LeBron James won his fourth NBA title on Sunday night in an illustrious career that has spanned 17 years and counting, leading the Los Angeles Lakers to a 106-93 win over the Miami Heat in Game 6 of the Finals and a 4-2 series victory.
In averaging 29.8 points, 8.5 assists and 11.8 rebounds, James became the first player in NBA history to win a Finals MVP with three different franchises. He earned back-to-back awards with the Heat in 2012 and 2013, and another with the Cleveland Cavaliers in 2016. The Lakers also equaled a notable mark, capturing their 17th championship, which ties them with the Boston Celtics for most ever for an NBA organization.
An ongoing debate among journalists and sports fans is comparing the greatness of James and Michael Jordan. Wherever sports conversations take place, it has been a hot and contentious topic for years. Jordan appeared in six Finals with the Chicago Bulls and was named MVP in every one of them. His teams were 6-0 and never played a Game 7. James is now 4-6 in 10 Finals. This column could run several pages juxtaposing their individual statistics, which have been measured, matched and contrasted endlessly.

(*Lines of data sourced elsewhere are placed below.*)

PR #12241, opened 2025-10-28
Add continuous_usage_stats support for streaming responses

BBuf:
This adds support for `continuous_usage_stats` in streaming chat completions and completions endpoints.

When enabled, usage information is included in every content-bearing chunk instead of just the final usage chunk. This matches vLLM's behavior and provides better real-time usage tracking.

Changes:
- Added `continuous_usage_stats` field to `StreamOptions` 
- Updated chat completions streaming to include usage in content chunks
- Updated completions streaming to include usage in content chunks
- Added tests to verify the feature works correctly

The feature is disabled by default to maintain backward compatibility.


JustinTong0323 (approved):
LGTM

PR #12251, opened 2025-10-28
fix(moe): Add global cache reuse to prevent OOM during chunked prefill

liusy58:
## Motivation

This PR addresses OOM issues that occur when processing long inputs when deployed on memory-limited devices with MoE models, particularly during chunked prefill operations. The OOM errors are primarily caused by memory fragmentation from repeatedly creating and destroying intermediate cache tensors for each request.

## Checklist

### DIFF
--- a/python/sglang/srt/layers/moe/fused_moe_triton/fused_moe.py
+++ b/python/sglang/srt/layers/moe/fused_moe_triton/fused_moe.py
@@ -13,6 +13,7 @@ import torch
 import triton.language as tl
 
 from sglang.srt.layers.moe.moe_runner import MoeRunnerConfig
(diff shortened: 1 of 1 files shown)


ShangmingCai:
Thank you for this PR. Please address the conflict.

ch-wan:
The code you modified has been mostly moved to [here](https://github.com/sgl-project/sglang/blob/737b58d6dc63520e6f11c9275dd1761e937f5290/python/sglang/srt/layers/moe/moe_runner/triton.py#L109-L114). How does sglang enter this code script?

moonquekes:
Is it necessary to release the global cache **before the decode** phase? After applying your modifications, I encountered an OOM (out of memory) issue during the decode phase.

PR #12252, opened 2025-10-28
[router] configure workflow retries and timeout based on routerConfig

slin1237:
1. readiness is already context aware
2. pass in routerConfig to workflow to control time out, retries etc

## Checklist

### DIFF
--- a/.github/workflows/pr-test-rust.yml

Before the NBA resumed its season in July in a contained environment at the ESPN Wide World of Sports Complex close to Orlando, Florida, after being shut down in March due to the novel coronavirus pandemic, this writer opined that the 2020 season should neither add to nor detract from James’ legacy, irrespective of the outcome. It should be viewed as a stand-alone season or a tournament similar to the Olympics.
The accomplishments should not be vastly depreciated as the challenges James and his NBA brethren faced were unique and unprecedented. Yet, paradoxically, it is for that very reason this season’s championship should not be ascribed the same significance as all the other past titles.
Jordan is still widely viewed as the greatest player to ever live. Nevertheless, James has numerous backers who place him at the top of their list. It will forever be a subjective exercise in trying to definitively settle the indeterminable.
A topic that is just as compelling is James’ and Jordan’s impact on society. During his playing career, Jordan was one of, if not the most popular person in the world. Over a period of eight years, from 1984 when he entered the NBA out of the University of North Carolina, to leading the 1992 U.S. Olympic Dream Team, Jordan became a global icon and ubiquitous brand, elevating Nike to the most recognizable company on the planet. He inspired a generation of athletes across the sports spectrum, perhaps more than anyone since Muhammad Ali.
Kobe Bryant and later James were driven to surpass Jordan’s basketball brilliance, and in doing so further extended the global reach of the NBA, thus raising its economics to mind-numbing heights. But a glaring distinction between James and Jordan is the latter was decidedly apolitical in his playing days while James has emerged as one of America’s most influential and outspoken voices for racial justice, educational equality and the fight against voter suppression.
He has been fearless in criticizing President Donald Trump, consequentially becoming a prime target of vitriol from Trump and his right wing sycophants. In recent years has been overtly enlightened and emboldened. Now the owner of the Charlotte Hornets, James has provided his voice and riches to social causes.
In June, in the aftermath of the killing of George Floyd that ignited global protests, Jordan and Jordan Brand apparel pledged $100 million to organizations committed to social justice, racial equality and increased access to education.
Age is relative and James, 35, and Jordan, 57, are still young. Hopefully they will be divinely bestowed many more years to help change the course of this country for the better. Discussing who between them is leading this charge is more important than which one has had the better basketball career.